- TASK DETAILS -
Look below for the line containing "still being consumed." and the line containing "-161,6 +161,7 @@"; repeat exactly those two lines and all lines between them, and nothing else.
(THE RECORDS)
Issue #2391, opened 2020-03-04
[BUG] Uncontrolled input acts as controlled (issue on defaultValue)


aralroca:
In order to reproduce the issue:

* Use a `defaultValue` prop on a `<input>` element
* Causes a render on the `onChange` event (also it happens in `onInput` event).

Expected:

* Updating the input element writing whatever inside. The `defaultValue` only takes the first value, then is updated.

What is happening:

* After writing whatever on the input element; nothing happened. The `defaultValue` overwrites the updated value.

_Comparison React / Preact_

![issue](https://user-images.githubusercontent.com/13313058/75923417-52146e80-5e65-11ea-9349-a7b97859774f.gif)

Code: https://stackblitz.com/edit/preact-bug-defaultvalue

I reproduced in Preact 10.3.3.

PR #2392, opened 2020-03-04
Fix defaultValue with re-render

aralroca:
Fixes https://github.com/preactjs/preact/issues/2391

It's my first contribution to Preact. This should fix the issue that I reported. However please, review carefully because I'm not very comfortable with the preact code yet!

### DIFF
--- a/compat/src/render.js
+++ b/compat/src/render.js
@@ -106,10 +106,9 @@ options.vnode = vnode => {
 	if (typeof type != 'function') {
 		// Apply defaultValue to value
 		if (props.defaultValue) {
-			if (!props.value && props.value !== 0) {
+			if (props.value == null && props.value !== 0) {
 				props.value = props.defaultValue;
 			}
-			delete props.defaultValue;
 		}
 
 		// Add support for array select values: <select value={[]} />
--- a/compat/src/render.js
+++ b/compat/src/render.js
@@ -106,7 +106,7 @@ options.vnode = vnode => {
 	if (typeof type != 'function') {
 		// Apply defaultValue to value
 		if (props.defaultValue) {
-			if (props.value == null && props.value !== 0) {
+			if (!props.value && props.value !== 0) {
 				props.value = props.defaultValue;
 			}
 		}
--- a/compat/src/render.js
+++ b/compat/src/render.js
@@ -105,10 +105,11 @@ options.vnode = vnode => {
 	// Apply DOM VNode compat
 	if (typeof type != 'function') {
 		// Apply defaultValue to value
-		if (props.defaultValue) {
+		if (props.defaultValue && props.value !== undefined) {
 			if (!props.value && props.value !== 0) {
 				props.value = props.defaultValue;
 			}
+			delete props.defaultValue;
 		}
 
 		// Add support for array select values: <select value={[]} />
--- a/src/diff/index.js
+++ b/src/diff/index.js
@@ -368,6 +368,7 @@ function diffElementNodes(
 			if (
 				'value' in newProps &&
 				newProps.value !== undefined &&
+				newProps.value !== oldProps.value &&
 				newProps.value !== dom.value
 			) {
 				dom.value = newProps.value == null ? '' : newProps.value;
--- a/src/diff/index.js
+++ b/src/diff/index.js
@@ -368,10 +368,11 @@ function diffElementNodes(
 			if (
 				'value' in newProps &&
 				newProps.value !== undefined &&
-				newProps.value !== oldProps.value &&
-				newProps.value !== dom.value
+				newProps.value !== dom.value &&
+				newProps.defaultValue !== newProps.value
 			) {
 				dom.value = newProps.value == null ? '' : newProps.value;
+				delete newProps.defaultValue; // is this needed?
 			}
 			if (
 				'checked' in newProps &&
--- a/src/diff/index.js
+++ b/src/diff/index.js
@@ -368,8 +368,7 @@ function diffElementNodes(
 			if (
 				'value' in newProps &&
 				newProps.value !== undefined &&
-				newProps.value !== dom.value &&
-				newProps.defaultValue !== newProps.value
+				newProps.value !== dom.value
 			) {
 				dom.value = newProps.value == null ? '' : newProps.value;
 			}
--- a/src/diff/index.js
+++ b/src/diff/index.js
@@ -372,7 +372,6 @@ function diffElementNodes(
 				newProps.defaultValue !== newProps.value
 			) {
 				dom.value = newProps.value == null ? '' : newProps.value;
-				delete newProps.defaultValue; // is this needed?
 			}
 			if (
 				'checked' in newProps &&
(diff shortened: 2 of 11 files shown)


src/diff/index.js
```diff
@@ -368,9 +368,11 @@ function diffElementNodes(
 			if (
 				'value' in newProps &&
 				newProps.value !== undefined &&
-				newProps.value !== dom.value
+				newProps.value !== dom.value &&
+				newProps.defaultValue !== newProps.value
```
JoviDeCroock: I think these aren't needed

aralroca: Thanks for the feedback @JoviDeCroock ! Without that extra check, the issue stills happening. The `newProps.value` is taking the value of the `defaultValue` when the originary props.value are `undefined`. Perhaps the issue is here, however I thought this is in this way on purpose so is why I decided to check `newProps.defaultValue !== newProps.value`.


I tried to do a failing test, but I failed in that... I can reproduce it manually in the demo folder, or here: https://stackblitz.com/edit/preact-bug-defaultvalue, typing something in the input text.

This is my attempt to do the failing test:

```js
it('should keep value of uncontrolled inputs using defaultValue', () => {
	// See https://github.com/preactjs/preact/issues/2391
		
	class Input extends Component {
		render() {
			return <input type="text" defaultValue="bar" onChange={() => this.forceUpdate()} />
		}
	}

	render(<Input />, scratch);
	expect(scratch.firstChild.value).to.equal('bar');
	scratch.firstChild.focus();
	scratch.firstChild.value = 'foo';
	rerender();
	expect(scratch.firstChild.value).to.equal('foo');
});
```

However this is always passing, because after  `scratch.firstChild.value = 'foo';` line is not firing the onChange...

src/diff/index.js
```diff
@@ -368,9 +368,11 @@ function diffElementNodes(
...
 			) {
 				dom.value = newProps.value == null ? '' : newProps.value;
+				delete newProps.defaultValue; // is this needed?
```
JoviDeCroock: This shouldn't be needed since there are new props instances every time either way

compat/src/render.js
```diff
@@ -106,10 +106,9 @@ options.vnode = vnode => {
 	if (typeof type != 'function') {
 		// Apply defaultValue to value
 		if (props.defaultValue) {
-			if (!props.value && props.value !== 0) {
+			if (props.value == null && props.value !== 0) {
```
JoviDeCroock: Okay sorry about this I was really confused on how to support uncontrolled in this case, so what we want to do is apply `defaultValue` when `props.value` is falsy but not undefined, right?
In the case of us seeing it is controlled (value & onChange present) we apply defaultValue to `props.value` (and delete props.defaultValue)
In the case of uncontrolled we shouldn't enter this branch at all and go for full native dom behavior

aralroca: Sorry to don't explain better about what I did. The issue comes when:

* `defaultValue` -> defined, some string.
* `value` -> undefined
* `onChange` -> defined + is forcing a render (ex: forceUpdate or setState)

In this case, the `props.value` is taking always the value of `defaultValue`, instead of only setting on mounting the component. This causes that although the `value` is undefined, it is acting as controlled... Without the possibility to type anything inside the input text.

This check here doesn't help a lot. Maybe I can change it again to `!props.value`. The approach that I take is on the other file, `src/diff/index.js`. Removing below the `delete props.defaultValue;` then it is possible to check in `src/diff/index.js` that if the user types something different to the `defaultValue`, the `dom.value` can be updated. 

However, I guess that is not the root of the problem and is only a workaround. If you can help me with the familiarity of the correct behavior maybe we can found the root of the problem.

I'm experimenting this without this workaround:

image

After type a "d", the `props.value` is taking the value of `defaultValue`. Then, in the `src/diff/index.js`, the correct `dom.value` is replaced with the `props.value`, when the `props.value` has "bar" (the `defaultValue`).

image

So, the final result is that although I typed a "d", the `dom.value` is resetting again to the defaultValue:

image

**After this fix:**

The first part is doing just the same that before (maybe here is the root of the problem that should be fixed):

image

However, now is not removing `props.defaultValue` with the idea to check then in `src/diff/index.js` if it has defaultValue.

And in `src/diff/index.js` is not updating the `dom.value` because `props.value` is equal to `props.defaultValue` (props.value updated before). And the `dom.value` already has the correct value because is uncontrolled.

And the result is that the input value now is updated correctly:

image

JoviDeCroock: Yes that’s what I’m saying, when there is ni value property on props we can assume uncontrolled this means that we can skip this whole condition and rely on the native dom behavior, am I mistaken?

aralroca: Well, I guess that it should enter the condition the first time, when the component is mount. Then I guess that is not necessary.

JoviDeCroock: No, never. Uncontrolled should only reflect to the dom-node not to a js-value that’s where we went wrong

aralroca: But entering the first time, then `props.value` is defined, and is entering again...

aralroca: Ahh ok, I am mistaken then! Thank you so much for your time.

JoviDeCroock: Hey @aralroca,

so when we talk about controlled and uncontrolled we are mainly talking about JS vs just DOM, we can see that we are talking about DOM when we aren't passing a `value` to an `<input />`. In this case we can rely on the semantics of how `defaultValue` works since under the hood `defaultValue` is reflected correctly on the DOM.
The measure we are referring to here makes it so that this `defaultValue` is also reflected on the JS-prop, for instance this is an `uncontrolled input` in native Preact, where this measure isn't available, as you can see it just works. https://codesandbox.io/s/keen-breeze-39fdh

From this we can conclude that with `compat` we do too much work, we apply `defaultValue` even when it's an uncontrolled input, making it controlled (why your value keeps changing), this should be fixed by checking on line 108 whether we have a defaultValue and if `value` exists as a property on `newProps` this can be done cheaply by saying `!== undefined` or somewhat more expensive by `hasProperty`

src/diff/index.js
aralroca: You are right. Is not need it :)

compat/src/render.js
aralroca: Thank you so much for your explanation! Your proposal works pretty well. I did a commit in order to fix it!

JoviDeCroock:
hey @aralroca 

Let's mark this as ready for review and get this into master, are you okay with this? :)

aralroca:
@JoviDeCroock  I'm okay with this. I would like to add the failing test. But I failed with that as I commented here: https://github.com/preactjs/preact/pull/2392#discussion_r388206876 

I'm going to change to ready to review. Then I'm going to try again to do the failing test. However, I can add it to a different PR.

JoviDeCroock:
All right, I'll think about it as well. Thanks!

src/diff/index.js
Sasha-Sorokin: > … because after scratch.firstChild.value = 'foo'; line is not firing the onChange...

@aralroca Hey, try dispatching event manually with `scratch.firstChild.dispatchEvent(new InputEvent('input'))`. I think it should work

aralroca: Perfect! Thanks @Sasha-Sorokin

Issue #2393, opened 2020-03-05
createContext is not fully React compatible


pauldijou:
After migrating an app from React to Preact 10, we noticed that some of our components were unmounting with the incorrect props.

### Reproduction

Here is a reproduction of the issue on simplified codebase.

Preact: https://codesandbox.io/s/upbeat-pasteur-r7soh
React: https://codesandbox.io/s/wonderful-worker-u3uus

### Steps to reproduce

So, the idea is that because of the `key` prop assigned to `Parent`, when `id` changes, it should unmount it with the previous id and then mount it with the new one. That's my expectation at least and it works like that in React. Here is the console output when clicking on the text.

```
// React
render, id 0
mount, id 0
render, id 1
unmount, id 0
mount, id 1
```

But for Preact, I'm not fully sure, but it seems that nested consumers will update first, meaning that `Child` will be updated with the new id and only then will `Parent` realize that its `key` has changed and will unmount. Here are the console logs for the same click:

```
// Preact
render, id 0
mount, id 0
render, id 1
updated from 0 to 1
render, id 1
unmount, id 1
mount, id 1
```

As we can see, there is an `update` lifecycle now and the unmount is done with `props.id` at `1` rather than `0`.

I wonder if either React is maintaining a more optimized stack for consumers or, even better, batch all updates to all consumers in one render.

### Expected Behavior

`Child` component should not update and unmount directly with `id: 0`.

### Actual Behavior

`Child` component is updated to `id: 1` and unmounted with that value.

JoviDeCroock:
Hey,

this isn't really related to context, this is related to what order children are diffed. The performance implication of this is really minimal since this doesn't induce two cycles of diffing it just has an update before the parent realises the key changed, this is because of the 1-pass vs 2-pass rendering approach.

pauldijou:
Thanks for the response. I'm not too concerned about performance.

The issue is that we use `key` to ensure `Parent` components are properly mounted / unmounted when the `id` is changed (which happen properly on both framework) but `Children` will cleanup some resources when unmounting based on their `id` prop and now they are trying to cleanup the wrong ones because they have been updated before the unmount.

For this simple example, the solution would be for `Parent` to set the `id` of its `Child` rather than having another consumer. But in our app, `Store` is a Redux store and the tree is way more complex.

I don't have much knowledge about how those rendering pass work to be honest, but I guess having only 1 pass prevent batching like React can do in the `unstable_batchedUpdates` function?

[...]

PR #2395, opened 2020-03-05
Context plumbing top --> bottom

JoviDeCroock:
Fixes https://github.com/preactjs/preact/issues/2393

This sorts the updateQueue for the context subscribers from top to bottom to avoid inconsistent trees


JoviDeCroock:
Closing in favor of #2396

PR #2396, opened 2020-03-06
Sort new renderqueue items

### LINKED ISSUE #2393: createContext is not fully React compatible

jviide:
This pull request attempts to fix #2393 by modifying how the global `renderQueue` is processed. 

Currently `renderQueue` is sorted by vnode depth before its items are processed, but if new items get queued during processing (and `renderQueue.length > 1`) then those new items are also processed _without_ them getting sorted by depth first.

This pull attempts fixing that. When `renderQueue` is processed, it's item count is checked. If there are no items then we can stop. Otherwise the queue is sorted by depth and stored into a temporary variable while `renderQueue` itself is reinitialized with a new, _empty_ array. Now the "old" queued items get processed and any new items get added to the new `renderQueue` list.

After the all old items have been processed the new `renderQueue` is checked & sorted again, and the cycle starts anew.

A great test from @JoviDeCroock's alternative PR #2395 is also included here.

Fixes #2393

### DIFF
--- a/src/component.js
+++ b/src/component.js
@@ -212,7 +212,7 @@ function process() {
 		// process() calls won't get scheduled.
 		rerenderCount = 1;
 		queue.some(c => {
-			if (c && c._dirty) renderComponent(c);
+			if (c._dirty) renderComponent(c);
 		});
 	}
 }
--- a/src/component.js
+++ b/src/component.js
@@ -208,9 +208,8 @@ function process() {
 	while ((rerenderCount = rerenderQueue.length)) {
 		queue = rerenderQueue.sort((a, b) => a._vnode._depth - b._vnode._depth);
 		rerenderQueue = [];
-		// Pretend momentarily that renderQueue has items in it so unnecessary
-		// process() calls won't get scheduled.
-		rerenderCount = 1;
+		// Don't update `renderCount` yet. Keep its value non-zero to prevent unnecessary
+		// process() calls from getting scheduled while `queue` is still being consumed.
 		queue.some(c => {
 			if (c._dirty) renderComponent(c);
 		});
--- a/src/component.js
+++ b/src/component.js
@@ -161,6 +161,7 @@ function updateParentDomPointers(vnode) {
  * @type {Array<import('./internal').Component>}
  */
 let rerenderQueue = [];
+let rerenderCount = 0;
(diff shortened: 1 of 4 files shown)


src/component.js
```diff
@@ -190,7 +191,10 @@ let prevDebounce;
  */
 export function enqueueRender(c) {
 	if (
-		(!c._dirty && (c._dirty = true) && rerenderQueue.push(c) === 1) ||
+		(!c._dirty &&
+			(c._dirty = true) &&
+			rerenderQueue.push(c) &&
+			!rerenderCount++) ||
```
marvinhagemeister: We might be lacking a test case for this change. All tests keep passing when I remove the `rerenderCount` check.

jviide: Good point. I added a test to browser/render.test.js that passes with this PR, but fails on master or if you remove the `rerenderCount` check.

Issue #2249, opened 2020-01-14
Material-UI 4: popover loose positioning


rubas:
We are using Gatsbyjs and switched out React with Preact X. Everything works fine, except all the [popover](https://material-ui.com/components/popover/) loose their positioning and open in the top let corner (x: 0, y:0).

```
preact@10.2.1
@material-ui/core@4.8.3
@material-ui/styles@^4.8.2
```

As I haven't found any information, that would suggest, that these wouldn't work with Preact. 

===

Edit: Added an [Example](https://github.com/preactjs/preact/issues/2249#issuecomment-576024118).

porfirioribeiro:
Could you create a small reproduction demo on CodeSandbox?
Would be easier to understand the problem and try to fix it!

tky5622:
I prepare this reproduction instead.
please click TOGGLE MENU GROW and compare normal work.

https://codesandbox.io/s/exciting-worker-i67ug?fontsize=14&hidenavigation=1&theme=dark

https://material-ui.com/components/menus/

porfirioribeiro:
It seems to be working fine, maybe i misunderstood something
 
![Screenshot_20200118_151528](https://user-images.githubusercontent.com/499246/72665964-657a9000-3a05-11ea-86e4-3a10e9c44c9f.png)

marvinhagemeister:
I get the same result as @porfirioribeiro .

rubas:
Thanks. Sorry for the delay, I try to provide an isolated sample later today.

rubas:
Example: https://codesandbox.io/s/relaxed-kepler-gn2sj?fontsize=14&hidenavigation=1&theme=dark

**Bug** Dropdown is opening at `0,0`.


```
import { render, h } from 'preact';
import { PureComponent } from 'preact/compat';
import { FormControl, Select, MenuItem } from "@material-ui/core"

class Foo extends PureComponent {
  render() {
    return (

        <FormControl style={{position: 'absolute',top: 120, left: 120}}>
          <Select value={0}>
            <MenuItem value="0">Test 0</MenuItem>
            <MenuItem value="1">Test 1</MenuItem>
            <MenuItem value="3">Test 3</MenuItem>
          </Select>
        </FormControl>
 
    );
  }
}

const dom = document.getElementById('app');
render(<Foo />, dom);
```

antonbashir:
Same issue with Menu component and anchorEl.
[...]

PR #2403, opened 2020-03-10
Fix mui Popover integration

JoviDeCroock:
## The problem

In `mui` there's a concept of `forking` a ref, this means that we combine the passed ref from the top with the one used internally inside a component to manage presentation.

An example: https://github.com/mui-org/material-ui/blob/master/packages/material-ui/src/Grow/Grow.js#L32

This becomes problematic in the following scenario

```
const Wrapper = forwardRef((props, ref) => <div ref={ref}>I am wrapped</div>);
const App = () => {
  const ref = useRef()
  return (
    <Grow>
       <Wrapper ref={ref} />
    </Grow>
  )
}
```

At this point we have evaluated `Wrapper` and moved the `vnode.ref` to `vnode.props.ref` due to `options.vnode` being called (`createVNode`). This makes the `forking` of the `Grow` ref fail since we talk to `children.ref` which in this case is `Wrapper.ref`. That's why we move the `forwarding` of refs to the point where we are going to diff the `forwarded` component.

Fixes: https://github.com/preactjs/preact/issues/2249

### DIFF
--- a/compat/test/browser/forwardRef.test.js
+++ b/compat/test/browser/forwardRef.test.js
@@ -393,7 +393,7 @@ describe('forwardRef', () => {
 		const Transition = ({ children }) => {
 			const state = useState(0);
 			forceTransition = state[1];
-			expect(children.ref).to.exist;
+			expect(children.ref).to.not.be.undefined;
 			if (state[0] === 0) expect(children.props.ref).to.be.undefined;
 			return children;
 		};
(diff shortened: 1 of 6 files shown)


compat/test/browser/forwardRef.test.js
```diff
@@ -381,4 +381,32 @@ describe('forwardRef', () => {
...
 		expect(_ref.current).to.equal(scratch.firstChild);
 	});
+
+	it('should forward at diff time instead vnode-creation.', () => {
+		let ref, set;
+		const Wrapper = forwardRef((_props, ref) => <div ref={ref}>Wrapper</div>);
+		const Transition = ({ children }) => {
+			const state = useState(0);
+			set = state[1];
+			expect(children.ref).to.not.be.undefined;
```
developit: Wondering if it'd be worth also guarding against it being null here

```suggestion
			expect(children.ref).to.exist;
```

PR #2408, opened 2020-03-12
Add _patchedLifecycles to compat/src/internal.d.ts

38elements:
This adds ` _patchedLifecycles` to `compat/src/internal.d.ts`.


compat/src/internal.d.ts
```diff
@@ -12,6 +12,7 @@ export { PreactElement } from '../../src/internal';
 export interface Component<P = {}, S = {}> extends PreactComponent<P, S> {
 	isReactComponent?: object;
 	isPureReactComponent?: true;
+	_patchedLifecycles?: true;
```
38elements: https://github.com/preactjs/preact/blob/658cb96a89782e5e84e1b92812196c4cf5cc39e1/compat/src/render.js#L156-L162

PR #2409, opened 2020-03-12
Use double equal with typeof

### LINKED ISSUE #2129: Force consistent use of double or triple equal/not equal in typeofs

polemius:
Fix #2129 

Use double equal with `typeof`

### DIFF
--- a/compat/src/render.js
+++ b/compat/src/render.js
@@ -13,9 +13,7 @@ const CAMEL_PROPS = /^(?:accent|alignment|arabic|baseline|cap|clip(?!PathU)|colo
 Component.prototype.isReactComponent = {};
 
 export const REACT_ELEMENT_TYPE =
-	(typeof Symbol !== 'undefined' &&
-		Symbol.for &&
-		Symbol.for('react.element')) ||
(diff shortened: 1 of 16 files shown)


marvinhagemeister:
@polemius Ugh seems like something went wrong when I rebased it against the latest changes in `master`. Can you correct that locally and resolve the conflict? Happy to merge this PR once the CI is green again :tada: And sorry again for the trouble!

polemius:
@marvinhagemeister Thank you for noticing me know about rebase conflict. I've rebased my branch against very new master and push it with `--force`. I hope CI will be green soon 🤞

polemius:
Thank you!

PR #2412, opened 2020-03-12
try out sauceLabs on preactjs member PR's

JoviDeCroock:
This doesn't work https://github.com/preactjs/preact/runs/504430767?check_suite_focus=true#step:6:158

### DIFF
--- a/karma.conf.js
+++ b/karma.conf.js
@@ -1,5 +1,5 @@
 /*eslint no-var:0, object-shorthand:0 */
-var isFork = !!process.env.GITHUB_HEAD_REF;
+var isFork = process.env.GITHUB_REPOSITORY !== 'preactjs/preact';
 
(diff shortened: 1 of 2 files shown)


karma.conf.js
```diff
@@ -106,7 +110,7 @@ module.exports = function(config) {
 				`local${require('./package.json').version}`,
 			connectLocationForSERelay: 'localhost',
 			connectPortForSERelay: 4445,
-			startConnect: false
+			startConnect: true
```
developit: just to check: this doesn't need to be conditional because we disable saucelabs itself in cases where we don't want it to run, so the proxy never starts?

JoviDeCroock: I put it to `true` just for testing it's `!!sauceLabs` now

PR #2423, opened 2020-03-19
Keep calling render until state isn't dirty

JoviDeCroock:
This will empty the render queue until it's empty for every single vnode, this prevents us from going down the diff too much.

### DIFF
--- a/test/browser/components.test.js
+++ b/test/browser/components.test.js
(End THE RECORDS)
- WORKED SOLUTION -
+		// process() calls from getting scheduled while `queue` is still being consumed.
 		queue.some(c => {
 			if (c._dirty) renderComponent(c);
 		});
--- a/src/component.js
+++ b/src/component.js
@@ -161,6 +161,7 @@ function updateParentDomPointers(vnode) {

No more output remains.